• GOAL OF THE EXERCISE:
Everything from the first line of the material below through the line containing "proposed solution." is to be printed exactly, and nothing more.

(SUPPLIED MATERIAL Opens)

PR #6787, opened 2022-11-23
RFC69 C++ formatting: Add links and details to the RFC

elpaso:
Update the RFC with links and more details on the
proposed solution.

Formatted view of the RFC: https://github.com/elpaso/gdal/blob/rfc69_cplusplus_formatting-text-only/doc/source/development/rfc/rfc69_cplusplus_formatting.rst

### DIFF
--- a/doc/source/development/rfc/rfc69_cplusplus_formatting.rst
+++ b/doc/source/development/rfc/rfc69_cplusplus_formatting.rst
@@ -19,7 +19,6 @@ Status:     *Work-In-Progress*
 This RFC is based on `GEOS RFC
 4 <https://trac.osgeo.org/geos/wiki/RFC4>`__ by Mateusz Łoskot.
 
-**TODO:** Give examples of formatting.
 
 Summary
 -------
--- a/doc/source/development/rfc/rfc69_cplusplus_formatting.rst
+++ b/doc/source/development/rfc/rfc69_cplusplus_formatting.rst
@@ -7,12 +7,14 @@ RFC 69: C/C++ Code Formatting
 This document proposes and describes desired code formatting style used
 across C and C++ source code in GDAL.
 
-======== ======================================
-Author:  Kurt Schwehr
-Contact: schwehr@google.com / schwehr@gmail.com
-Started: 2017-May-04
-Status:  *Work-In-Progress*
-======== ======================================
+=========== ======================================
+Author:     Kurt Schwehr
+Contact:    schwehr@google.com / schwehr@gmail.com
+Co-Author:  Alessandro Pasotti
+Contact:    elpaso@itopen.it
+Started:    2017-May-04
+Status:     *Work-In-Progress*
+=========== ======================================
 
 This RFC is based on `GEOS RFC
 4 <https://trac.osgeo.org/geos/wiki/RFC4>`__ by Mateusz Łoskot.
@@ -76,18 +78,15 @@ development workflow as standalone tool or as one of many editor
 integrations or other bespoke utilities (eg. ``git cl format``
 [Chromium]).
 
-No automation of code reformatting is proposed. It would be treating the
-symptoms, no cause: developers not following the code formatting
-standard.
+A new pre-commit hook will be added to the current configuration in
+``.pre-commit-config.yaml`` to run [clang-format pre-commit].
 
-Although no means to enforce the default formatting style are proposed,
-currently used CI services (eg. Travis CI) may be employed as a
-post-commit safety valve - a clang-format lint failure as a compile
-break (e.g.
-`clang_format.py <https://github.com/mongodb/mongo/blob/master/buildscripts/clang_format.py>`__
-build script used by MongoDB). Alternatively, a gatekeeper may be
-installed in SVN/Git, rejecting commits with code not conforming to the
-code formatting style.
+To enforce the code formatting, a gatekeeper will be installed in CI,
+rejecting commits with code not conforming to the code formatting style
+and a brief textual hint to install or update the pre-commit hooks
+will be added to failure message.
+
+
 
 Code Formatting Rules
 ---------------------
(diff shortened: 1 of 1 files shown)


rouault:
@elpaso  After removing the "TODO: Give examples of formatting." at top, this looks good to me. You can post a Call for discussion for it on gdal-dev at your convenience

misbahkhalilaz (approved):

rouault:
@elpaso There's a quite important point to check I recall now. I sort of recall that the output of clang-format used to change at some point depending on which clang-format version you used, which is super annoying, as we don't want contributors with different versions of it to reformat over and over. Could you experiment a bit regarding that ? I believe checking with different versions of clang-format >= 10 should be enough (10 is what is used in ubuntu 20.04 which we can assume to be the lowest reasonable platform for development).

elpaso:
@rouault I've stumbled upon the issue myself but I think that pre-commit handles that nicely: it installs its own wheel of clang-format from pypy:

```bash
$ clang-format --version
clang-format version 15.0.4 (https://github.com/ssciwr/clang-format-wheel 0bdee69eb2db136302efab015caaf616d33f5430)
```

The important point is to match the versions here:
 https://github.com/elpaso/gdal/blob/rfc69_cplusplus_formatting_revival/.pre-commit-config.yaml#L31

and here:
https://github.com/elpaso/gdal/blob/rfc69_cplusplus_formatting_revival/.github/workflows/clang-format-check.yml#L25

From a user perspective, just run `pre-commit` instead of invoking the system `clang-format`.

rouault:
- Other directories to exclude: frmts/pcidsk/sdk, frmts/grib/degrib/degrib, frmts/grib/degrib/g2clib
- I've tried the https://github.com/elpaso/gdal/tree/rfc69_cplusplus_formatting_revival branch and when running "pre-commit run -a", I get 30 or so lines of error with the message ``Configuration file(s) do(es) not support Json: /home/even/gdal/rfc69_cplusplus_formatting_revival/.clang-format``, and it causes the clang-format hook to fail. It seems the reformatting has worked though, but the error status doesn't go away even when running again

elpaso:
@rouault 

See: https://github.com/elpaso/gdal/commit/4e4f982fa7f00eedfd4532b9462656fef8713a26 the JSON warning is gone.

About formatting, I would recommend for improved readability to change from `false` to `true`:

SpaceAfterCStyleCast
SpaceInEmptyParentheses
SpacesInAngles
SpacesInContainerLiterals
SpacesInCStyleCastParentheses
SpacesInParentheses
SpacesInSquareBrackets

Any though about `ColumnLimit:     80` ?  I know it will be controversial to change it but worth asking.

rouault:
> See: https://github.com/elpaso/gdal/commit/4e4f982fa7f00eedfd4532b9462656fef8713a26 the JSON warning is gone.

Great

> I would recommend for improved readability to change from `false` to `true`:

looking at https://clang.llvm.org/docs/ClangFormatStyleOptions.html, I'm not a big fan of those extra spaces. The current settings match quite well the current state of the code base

(SUPPLIED MATERIAL Closes)

• RESULT FOR THIS EXERCISE:
PR #6787, opened 2022-11-23
RFC69 C++ formatting: Add links and details to the RFC

elpaso:
Update the RFC with links and more details on the
proposed solution.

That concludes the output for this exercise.